3.2. Voor het Hof was in geschil of het privé-gebruik van de auto gelijkelijk aan belanghebbende en zijn partner moet worden toegerekend en zulks met zich zou brengen dat de bijtelling op grond van artikel 42, lid 2, van de Wet op de inkomstenbelasting 1964 (hierna: de Wet) bij belanghebbende zelf kan worden beperkt tot 10% van de catalogusprijs, terwijl aan zijn partner op grond van artikel 42, lid 3, van de Wet inkomsten uit arbeid ter grootte van 10% van de catalogusprijs zouden moeten worden toegerekend, zoals belanghebbende voorstaat, dan wel bijtelling op grond van artikel 42, lid 2, van de Wet in zijn geheel bij belanghebbende zelf in aanmerking moet worden genomen, zoals de Inspecteur verdedigt. 3.3. Het Hof heeft geoordeeld dat belanghebbende niet aannemelijk heeft gemaakt dat de auto feitelijk in verband met het verrichten van haar arbeid aan zijn partner ter beschikking is gesteld. Het Hof heeft daarbij acht geslagen op de door belanghebbendes partner in de praktijk verrichte werkzaamheden, waaruit naar 's Hofs oordeel blijkt dat zij geen werkzaamheden verricht, waarvoor zij de auto zou moeten gebruiken. Het Hof heeft voorts aannemelijk geacht dat de auto aan de partner ter beschikking is gesteld in verband met de samenwoningsrelatie. Deze oordelen zijn feitelijk en niet onbegrijpelijk zodat zij in cassatie niet met vrucht kunnen worden bestreden. Uitgaande van deze oordelen heeft het Hof terecht geoordeeld dat voor een verdeling van het autokostenforfait over belanghebbende en zijn partner het feitelijke aanknopingspunt ontbreekt. De middelen kunnen derhalve niet tot cassatie leiden.

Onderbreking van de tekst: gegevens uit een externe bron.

PR #1909, opened 2020-11-12
Fix Schema placeholders for deep nested objects

fiskus:
Created a more sophisticated way of getting "Object.keys()" for a current nesting level of object + schema:

Example

Object: `{ "a": { "b": "c" }}`
Schema: `{ "properties": { "a": { "properties": { d, e } }}}`
Path to object: `["a"]`
Result: `[ "b", "d", "e" ]`

---

Vocabulary:
* `objValue` is a link to an object or array inside object
* `schemaItem` is a link to schema property inside Schema

### DIFF
--- a/catalog/app/components/JsonEditor/State.js
+++ b/catalog/app/components/JsonEditor/State.js
@@ -198,14 +198,36 @@ function getJsonDictItem(jsonDict, obj, parentPath, key) {
   }
 }
 
-function getObjKeys(obj, objPath, rootKeys) {
+const noKeys = []
+
+function getObjValueKeys(objValue) {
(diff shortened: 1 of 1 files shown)


nl0 (approved):
not sure what's happening here, but it looks ok

fiskus:
> not sure what's happening here, but it looks ok

I have these data structures:
* Object
* Schema
* Columns -- it's a UI data, represented table columns
* Path -- the path to object like in `Ramda.path`

To render every column of the UI table, I need the list of keys for the current column, i.e. keys for Object and Schema for a given Path. This PR creates a way to get Object keys for a given Path, Schema keys (`properties`) for a given Path, and merges them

4. Proceskosten De Hoge Raad acht geen termen aanwezig voor een veroordeling in de proceskosten als bedoeld in artikel 5a van de Wet administratieve rechtspraak belastingzaken.

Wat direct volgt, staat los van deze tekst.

PR #1922, opened 2020-11-18
WIP: Workflows unit tests

fiskus:
# Description

* Move Workflows data "as is" but to the directory designated for data
* Add tests for Workflows data

### CR feedback
- [ ] explicitly name units of work, i.e. ".parse" instead of "Workflows config"
- [ ] adjust `it`s to start with "should ..." and have more specific formulations


catalog/app/data/workflows.js
```diff
@@ -0,0 +1,70 @@
...
+  return {
+    description: workflow.description,
+    isDefault: workflowSlug === data.default_workflow,
+    name: workflow.name,
+    schema: parseSchema(workflow.metadata_schema, data.schemas),
+    slug: workflowSlug,
+  }
+}
+
+export default function parseWorkflows(workflowsYaml) {
```
nl0, line 51: making this export default doesn't make much sense to me, i'd rather keep it a regular named export (e.g. `parse`)

catalog/app/data/workflows.spec.js
```diff
@@ -0,0 +1,108 @@
+import parseWorkflows, {
+  emptyWorkflowsConfig,
+  workflowNotAvaliable,
+  workflowNotSelected,
+} from './workflows'
+
+describe('Workflows config', () => {
```
nl0, line 7: cascade of `describe`s and `it`s should form a proper sentence, e.g.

5. Beslissing De Hoge Raad verwerpt het beroep.
Dit arrest is op 24 januari 1996 vastgesteld door de vice-president R.J.J. Jansen als voorzitter, en de raadsheren Bellaart en Van der Putt-Lauwers, in tegenwoordigheid van de waarnemend griffier Lubbers, en op die datum in het openbaar uitgesproken.